PR #126, opened 2023-10-09
Poetry dependency updates

pal03377:
### Motivation and Context

We want to maintain the poetry packages up to date.

### Description

Update Python packages from all modules, the assessment module manager, and the log viewer.

### Steps for Testing

Test the modules and assessment module manager like normal.


FelixTJDietrich (approved):
I resolved the conflict with the `module_programming_llm` merge. Tested it locally and everything seems to work at least for my modules and the example module. 

I did not test CoFee and ThemisML. Btw. for the VSCode ThemisML terminal seems to be faulty, it does not open the right virtual environment. But maybe that's only on my end 🤔

PR #1016, opened 2024-03-21
add Seplosv3 support

marcelrv:
This PR adds support for the Seplos v3 BMS which is using the modbus protocol


mr-manuel:
Very nice thanks! We will release a new stable version at the end of March and merge that PR after.

mr-manuel (approved):
LGTM

marcelrv:
> Very nice thanks! ~We will release a new stable version at the end of March and merge that PR after.~
> 
> I add it in the next release with a note that it wasn't completely tested yet.

Great. That will also make the testing easier for others.
Here it is working fine, but indeed would need more testing esp for people with multiple Seplos batteries connected on single rs485

PR #1083, opened 2024-06-15
Bug fix: for renaming venus-data.tar.gz in post-hook.sh

juswes:
Bug fix: Renaming of the venus-data.tar.gz file to venus-data_installed.tar.gz in post-hook.sh was not working, because of wrong use of '$dir'

### DIFF
--- a/rc/post-hook.sh
+++ b/rc/post-hook.sh
@@ -26,7 +26,8 @@ bash /data/etc/dbus-serialbattery/reinstall-local.sh
 
 # rename the venus-data.tar.gz else the data is overwritten, if the USB is not removed
 for dir in /media/*; do
-    if [ -f "/media/$dir/venus-data.tar.gz" ]; then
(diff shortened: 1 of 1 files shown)


mr-manuel:
Nice catch, thanks!

mr-manuel (approved):

mr-manuel:
Are you sure? It seems strange to me, that it does not work with absolute paths.

juswes:
Yes, because the issue is that $dir already gives the absoluut path.
So in the original code:

```
for dir in /media/*; do
    if [ -f "/media/$dir/venus-data.tar.gz" ]; then
```
    
  Will be converted to:
**/media//media/mmcblk0p1**/venus-data.tar.gz

mr-manuel:
Found also another one. I pushed a commit in my repo, so it is available more faster. Thanks!

juswes:
No problem, happy to help!

PR #1523, opened 2018-03-19
Fixes #12239: Epoch should be fixed in packaging

peckpeck:
https://www.rudder-project.org/redmine/issues/12239


peckpeck:
OK, merging this PR

PR #1540, opened 2018-03-28
Fixes #12298: Change defaults for embedding xml and yaml

peckpeck:
https://www.rudder-project.org/redmine/issues/12298


peckpeck:
Commit modified

PR #1575, opened 2018-04-10
Fixes #12400: Update rudder-agent-thin patch for new dependency

amousset:
https://www.rudder-project.org/redmine/issues/12400


amousset:
OK, merging this PR

PR #1577, opened 2018-04-11
Fixes #12406: Missing libattr package on rhel3 builder

amousset:
https://www.rudder-project.org/redmine/issues/12406


peckpeck:
Grr still the same mistake

PR #1581, opened 2018-04-16
Fixes #12449: Cleanup agent makefile

peckpeck:
https://www.rudder-project.org/redmine/issues/12449


rudder-agent/SOURCES/Makefile
```diff
@@ -139,7 +139,7 @@ endif
 ifneq (true,$(USE_SYSTEM_PERL))
 BUILD_DEPS := $(BUILD_DEPS) build-perl
 FUSION_DEPS := install-perl
-PERL:=$(INSTALL_DIR)/bin/perl
+PERL:=$(DESTDIR)/opt/rudder/bin/perl
```
amousset: why this change?

amousset: why not removing INSTALL_DIR completely?

rudder-agent/SOURCES/Makefile
```diff
@@ -199,10 +199,10 @@ build: get-flags build-cfengine
...
 	# Directories
-	mkdir -p $(INSTALL_DIR)/etc
-	mkdir -p $(INSTALL_DIR)/bin
-	mkdir -p $(INSTALL_DIR)/share/commands
-	mkdir -p $(INSTALL_DIR)/share/lib
+	mkdir -p $(DESTDIR)/opt/rudder/etc
+	mkdir -p $(DESTDIR)/opt/rudder/bin
+	mkdir -p $(DESTDIR)/opt/rudder/share/commands
+	mkdir -p $(DESTDIR)/opt/rudder/share/lib
 	mkdir -p $(DESTDIR)/var/rudder/cfengine-community/bin
```
peckpeck: The reason if this change can be seen here, mixing a little bit of INSTALL_DIR and DESTDIR everywhere make it difficult to read and understand where the final destination is

rudder-agent/SOURCES/Makefile
amousset: yes but it is still define, shouldn't we remove it completely

peckpeck:
Commit modified

PR #1590, opened 2018-05-04
Fixes #12583: Error during postinst on upgrade to 4.3

peckpeck:
https://www.rudder-project.org/redmine/issues/12583


peckpeck:
Commit modified

PR #1593, opened 2018-05-17
Fixes #12645: Build fail because on non existent man3 directory

VinceMacBuche:
https://www.rudder-project.org/redmine/issues/12645


VinceMacBuche:
Commit modified

PR #1596, opened 2018-05-18
Fixes #12641: Use pylint to verify python code in relay

peckpeck:
https://www.rudder-project.org/redmine/issues/12641


peckpeck:
Commit modified

PR #1598, opened 2018-05-24
Fixes #12634: .pyc file are not cleand up during postinst

amousset:
https://www.rudder-project.org/redmine/issues/12634

### DIFF
--- a/ncf-api-virtualenv/SPECS/ncf-api-virtualenv.spec
+++ b/ncf-api-virtualenv/SPECS/ncf-api-virtualenv.spec
@@ -247,6 +247,10 @@ fi
 # Enable mod_wsgi using a2enmod
 a2enmod wsgi >/dev/null 2>&1
 
+# Remove .pyc files to ensure we don't end up with outdated files
+rm -f %{installdir}/tools/ncf.pyc
+rm -f %{installdir}/tools/ncf_constraints.pyc
+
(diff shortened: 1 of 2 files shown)


amousset:
Commit modified

ncf-api-virtualenv/SPECS/ncf-api-virtualenv.spec
```diff
@@ -247,6 +247,10 @@ fi
 # Enable mod_wsgi using a2enmod
 a2enmod wsgi >/dev/null 2>&1
 
+# Remove .pyc files to ensure we don't end up with outdated files
+rm -f %{installdir}/tools/ncf.pyc
+rm -f %{installdir}/tools/ncf_constraints.pyc
```
VinceMacBuche: you should also rm ncf_rudder.pyc

VinceMacBuche: (in fact i would do 

> find %{installdir}/tools -name "*.pyc" -exec rm -f {} \\;

VinceMacBuche: Hmm, in fact ncf_rudder does not make a pyc ..., i would still do a find :)

peckpeck:
We should create another issue to make sure we never forget a .pyc file in any packages.
For today, this is sufficient I think

PR #1607, opened 2018-06-20
Fixes #7777: Rudder-agent provides rudder-agent without a version

amousset:
https://www.rudder-project.org/redmine/issues/7777


amousset:
Commit modified

PR #1608, opened 2018-06-25
Fixes #12831: Remove documentation from the install of rudder-agent dependencies in rudder-packages

VictorQrt:
https://www.rudder-project.org/redmine/issues/12831


peckpeck:
good but you need a rebase

PR #1610, opened 2018-07-11
Fixes #12331: rudder-pkg must disable plugin during major version Rudder update

fanf:
https://www.rudder-project.org/redmine/issues/12331

Technically, we don't need "plugin disable-all" and "plugin enable-all", but they are handy when managing a major upgrade (ie: in the documentation, we could add a disable-all before major upgrade to be on the safe side)


fanf:
PR rebased

PR #268, opened 2021-01-02
engine: ref: try to bruteforce all available renderers if we're failed to load requested one

a1batross:
@glebm can you try this patch if #247 got fixed?

### DIFF
--- a/engine/client/ref_common.c
+++ b/engine/client/ref_common.c
@@ -669,17 +669,20 @@ qboolean R_Init( void )
 
 	if( !(success = R_LoadRenderer( refopt )))
 	{
-		// check if we are tried to load default accelearated renderer already
-		// and if not, load it first
-		if( Q_strcmp( refopt, DEFAULT_ACCELERATED_RENDERER ) )
-		{
-			success = R_LoadRenderer( refopt );
-		}
+		int i;
 
-		// software renderer is the last chance...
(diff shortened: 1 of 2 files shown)


glebm:
Thanks!

Looks like this should work (will test later).
It does seem a bit wasteful to try to open a renderer which may not exist.

Perhaps we should merge both this and #257?

a1batross:
> It does seem a bit wasteful to try to open a renderer which may not exist.

We reuse the list that was acquired during CollectRendererNames. It will not try to load something that doesn't exist twice.

glebm:
On line 670 `refopt` would usually be the `DEFAULT_ACCELERATED_RENDERER` (unless `-ref` is passed on the command line)

a1batross:
Ah I see. 

I don't see any problem in this to be honest. So, will dlopen() return NULL, is this a big issue?

glebm:
Not a big deal just makes the log a bit noisy

If we don't want the default to be confiurable, perhaps we should get rid of `DEFAULT_ACCELERATED_RENDERER` entirely?

Then we can just call the first detected renderer (or `ref` if given).

glebm (approved):

a1batross:
Yep, it must be removed. We can use first available then, as we already listed them by the precendence.

PR #269, opened 2021-01-02
SDL GameController: Hotplug and multiple gamepads

glebm:
1. Process events from all game controllers.
2. Support controller hotplug.

### DIFF
--- a/engine/platform/sdl/events.c
+++ b/engine/platform/sdl/events.c
@@ -356,6 +356,48 @@ static void SDLash_ActiveEvent( int gain )
 	}
 }
 
+#if SDL_VERSION_ATLEAST( 2, 0, 0 )
+static size_t num_open_game_controllers = 0;
+
+static void SDLash_GameController_Add( int index )
+{
+	extern convar_t *joy_enable; // private to input system
+	SDL_GameController *controller;
+	if( !joy_enable->value )
+		return;
+	controller = SDL_GameControllerOpen( index );
+	if( !controller )
+	{
+		Con_Reportf( "Failed to open SDL GameController %d: %s\n", index, SDL_GetError( ) );
+		SDL_ClearError( );
+		return;
+	}
+#if SDL_VERSION_ATLEAST( 2, 0, 6 )
+	Con_Reportf( "Added controller: %s (%i:%i:%i)\n",
+		SDL_GameControllerName( controller ),
+		SDL_GameControllerGetVendor( controller ),
+		SDL_GameControllerGetProduct( controller ),
+		SDL_GameControllerGetProductVersion( controller ));
+#endif // SDL_VERSION_ATLEAST( 2, 0, 6 )
+
+	++num_open_game_controllers;
+	if( num_open_game_controllers == 1 )
+		Joy_AddEvent( );
+}
+
+
+static void SDLash_GameController_Remove( SDL_JoystickID joystick_id )
+{
+	Con_Reportf( "Removed controller %i\n", joystick_id );
+
+	// `Joy_RemoveEvent` sets `joy_found` to `0`.
+	// We only want to do this when all the game controllers have been removed.
+	--num_open_game_controllers;
+	if( num_open_game_controllers == 0 )
+		Joy_RemoveEvent( );
+}
+#endif
+
 /*
 =============
 SDLash_EventFilter
@@ -523,11 +565,11 @@ static void SDLash_EventFilter( SDL_Event *event )
 	}
 
 	case SDL_CONTROLLERDEVICEADDED:
-		Joy_AddEvent( );
+		SDLash_GameController_Add( event->cdevice.which );
 		break;
 
 	case SDL_CONTROLLERDEVICEREMOVED:
-		Joy_RemoveEvent( );
+		SDLash_GameController_Remove( event->cdevice.which );
 		break;
 
 	case SDL_WINDOWEVENT:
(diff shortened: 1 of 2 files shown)


engine/platform/sdl/events.c
```diff
@@ -356,6 +356,38 @@ static void SDLash_ActiveEvent( int gain )
...
+#if SDL_VERSION_ATLEAST( 2, 0, 0 )
+static size_t num_open_game_controllers = 0;
+
+static void SDLash_GameController_Add( int index )
+{
+	extern convar_t *joy_enable; // private to input system
+	SDL_GameController *controller;
+	if ( !joy_enable->value ) return;
+	controller = SDL_GameControllerOpen( index );
+	if (controller== NULL) {
```
a1batross, line 368:
```suggestion
	if( !controller )
	{
```

engine/platform/sdl/events.c
```diff
@@ -356,6 +356,38 @@ static void SDLash_ActiveEvent( int gain )
...
 }
 
+#if SDL_VERSION_ATLEAST( 2, 0, 0 )
+static size_t num_open_game_controllers = 0;
+
+static void SDLash_GameController_Add( int index )
+{
+	extern convar_t *joy_enable; // private to input system
+	SDL_GameController *controller;
+	if ( !joy_enable->value ) return;
```
a1batross, line 366:
```suggestion
	if( !joy_enable->value )
		return;
```

engine/platform/sdl/events.c
```diff
@@ -356,6 +356,38 @@ static void SDLash_ActiveEvent( int gain )
...
+		return;
+	}
+#if SDL_VERSION_ATLEAST( 2, 0, 6 )
+	Con_Reportf( "Added controller: %s (%i:%i:%i)\n",
+		SDL_GameControllerName( controller ),
+		SDL_GameControllerGetVendor( controller ),
+		SDL_GameControllerGetProduct( controller ),
+		SDL_GameControllerGetProductVersion( controller ));
+#endif // SDL_VERSION_ATLEAST( 2, 0, 6 )
+	if ( ++num_open_game_controllers == 1 ) Joy_AddEvent( );
```
a1batross, line 380:
```suggestion
	if( ++num_open_game_controllers == 1 )
		Joy_AddEvent( );
```

Wait, why 1 though? What if we connect more than 1 controller? I know, we don't use it at this moment and there is no mod that uses multiple gamepads(Decay could be one of them but there is no source code of Decay :)), but even if it's unused, we still need to notify engine about them.

Also, I don't really like the `++x == y` construction. Maybe put increment somewhere else, so check will be much more obvious?

engine/platform/sdl/events.c
```diff
@@ -356,6 +356,38 @@ static void SDLash_ActiveEvent( int gain )
...
+}
+
+
+static void SDLash_GameController_Remove( SDL_JoystickID joystick_id )
+{
+	Con_Reportf( "Removed controller %i\n", joystick_id );
+	if ( --num_open_game_controllers == 0 ) Joy_RemoveEvent( );
```
a1batross, line 387:
```suggestion
	if( --num_open_game_controllers == 0 )
		Joy_RemoveEvent( );
```

Same question here as on similar comment above.

engine/platform/sdl/in_sdl.c
```diff
@@ -202,10 +198,7 @@ SDLash_JoyInit_New
 */
 static int SDLash_JoyInit_New( int numjoy )
 {
-	int temp, num;
-	int i;
-
-	Con_Reportf( "Joystick: SDL GameController API\n" );
```
a1batross, line 208: That was pretty useful line because we support both GameController API and legacy Joystick API.

engine/platform/sdl/in_sdl.c
```diff
@@ -214,54 +207,14 @@ static int SDLash_JoyInit_New( int numjoy )
...
-
-	for( i = 0; i < temp; i++ )
-	{
-		if( SDL_IsGameController( i ))
-			num++;
-	}
+	count = 0;
+	numJoysticks = SDL_NumJoysticks();
+	for ( i = 0; i < numJoysticks; i++ )
+		if ( SDL_IsGameController( i ) ) ++count;
```
a1batross, line 215:
```suggestion
		if( SDL_IsGameController( i ))
			++count;
```

a1batross (changes requested):

engine/platform/sdl/events.c
glebm: We only want to call `Joy_Add/RemoveEvent` once because these methods set the `joy_found` variable.

If we called it every time, the following sequence would break `joy_found`

* Add gamepad 1 -- joy_found is 1
* Add gamepad 2 -- joy_found is 1
* Unplug gamepad 2 -- joy_found is 0 -- wrong

Instead, we only call `Add` when activating the first joystick and `Remove` when removing the last joystick.

TLDR: The `Joy_Add/RemoveEvent` code assumes only a single joysticks

engine/platform/sdl/in_sdl.c
glebm: Restored

engine/platform/sdl/in_sdl.c
glebm: Done

engine/platform/sdl/events.c
glebm: I've also added a comment in `SDLash_GameController_Remove` explaining the check.
The check in `Add` is not strictly necessary with the current `Joy_AddEvent` implementation.

a1batross: >The Joy_Add/RemoveEvent contract seems to assume only a single joystick

I wanted to get all events from the operating system, maybe to do something with them in the future. But you're right, we don't do anything with this and I doubt we will.

Marking as resolved then.

a1batross (approved):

» The task
Scan the records above. Return every line with "case" in it.

» Your solution
 	case SDL_CONTROLLERDEVICEADDED:
 	case SDL_CONTROLLERDEVICEREMOVED:
 	case SDL_WINDOWEVENT:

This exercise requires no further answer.